◆ AIM OF THE EXERCISE: Report the count of lines in the records that contain "custom", without any added text.

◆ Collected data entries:
╭──

Issue #26379, opened 2025-07-09
OKX Spot Stop Loss Order Raises BadRequest Exception


taoshi-mbrown:
### Operating System

Linux

### Programming Languages

Python

### CCXT Version

4.4.93

### Description

This exception is raised when placing sell stop loss orders in spot on OKX:
`ccxt.base.errors.BadRequest: okx {"code":"51000","data":[],"msg":"Parameter tgtCcy error"}`

Removing this unnecessary parameter with a monkey patch fixes the problem, as demonstrated below.

### Code

```
import ccxt
import types

# Initial conditions: Hold long BTC spot in an OKX spot account assets
# Adjust these values as necessary:
STOP_LOSS_AMOUNT = 0.0001
STOP_LOSS_PRICE = 98000

exchange = ccxt.okx(
    config={
        "apiKey": "xxxxxxxxxxxxxxxxxxxxxxxxxxxxxxxxxxxx",
        "secret": "xxxxxxxxxxxxxxxxxxxxxxxxxxxxxxxx",
        "password": "xxxxxxxxxxxxxxxxxxx",
    }
)


def create_btc_stop_loss():
    exchange.create_order(
        symbol="BTC/USDT",
        type="market",
        side="sell",
        amount=STOP_LOSS_AMOUNT,
        params={"stopLossPrice": STOP_LOSS_PRICE},
    )


try:
    # This will raise the following exception:
    # ccxt.base.errors.BadRequest:
    # okx {"code":"51000","data":[],"msg":"Parameter tgtCcy error"}
    create_btc_stop_loss()
except Exception as e:
    print(e)


def _request(
    self: ccxt.okx,
    path,
    api="public",
    method="GET",
    params=None,
    headers=None,
    body=None,
    config=None,
):
    if params is None:
        params = {}
    if headers is None:
        headers = {}

    if (method == "POST") and (path == "trade/order-algo"):
        stop_loss_trigger_price = params.get("slTriggerPx")
        if stop_loss_trigger_price and (params["side"] == "sell"):
            # OKX does not like this being explicitly set in this context
            params.pop("tgtCcy", None)

    return self.fetch2(path, api, method, params, headers, body, config)


# Monkey patch away sending the tgtCcy parameter
exchange.request = types.MethodType(_request, exchange)

# Now it works
create_btc_stop_loss()
```

Dan-krm:
Thanks for reporting @taoshi-mbrown 
I opened a pull request that should resolve this issue

[...]

PR #26382, opened 2025-07-10
fix(okx): createOrder, omit tgtCcy param in edge case

Dan-krm:
Omitted the tgtCcy param for stopLossTriggerPrice sell orders to avoid a BadRequest error.
closes: #26379


carlosmiei:
@Dan-krm same here, we need to add a test when we do these things

PR #26388, opened 2025-07-10
chore(skips): bitrue ^

ttodua:
fixes https://github.com/ccxt/ccxt/actions/runs/16165878475/job/45627802554#step:9:208


ttodua:
maybe that issue already gone, doesn't happen on master atm

PR #4967, opened 2021-06-30
Prefer to throw specific errors

Pamplemousse:
Some errors could be made less generic to allow finer catching and adaptation from calling code.


src/libexpr/eval.cc
```diff
@@ -908,7 +908,7 @@ void EvalState::evalFile(const Path & path_, Value & v, bool mustBeTrivial)
         // computation.
         if (mustBeTrivial &&
             !(dynamic_cast<ExprAttrs *>(e)))
-            throw Error("file '%s' must be an attribute set", path);
+            throw FormatError("file '%s' must be an attribute set", path);
```
regnat, line 911: I’d rather make this an `EvalError` as it’s not about the file being syntactically invalid, but more about the evaluation semantics

regnat (approved):

PR #4968, opened 2021-06-30
Make `nix registry` suitable for maintaining custom registries

balsoft:
> nix registry: add --registry flag

Add a `--registry` flag to `nix registry add`, `nix registry pin` and `nix registry remove`. Useful to maintain custom registries.

> nix registry pin: add a way to pin to a custom locked

Add an optional second argument to `nix registry pin`, that specifies a flake reference to be resolved as locked. Makes it more consistent with `nix registry add`.


balsoft:
I have used this version to create https://github.com/serokell/flake-registry, appears to work just fine.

╰──

◆ RESULT OF THE EXERCISE: 3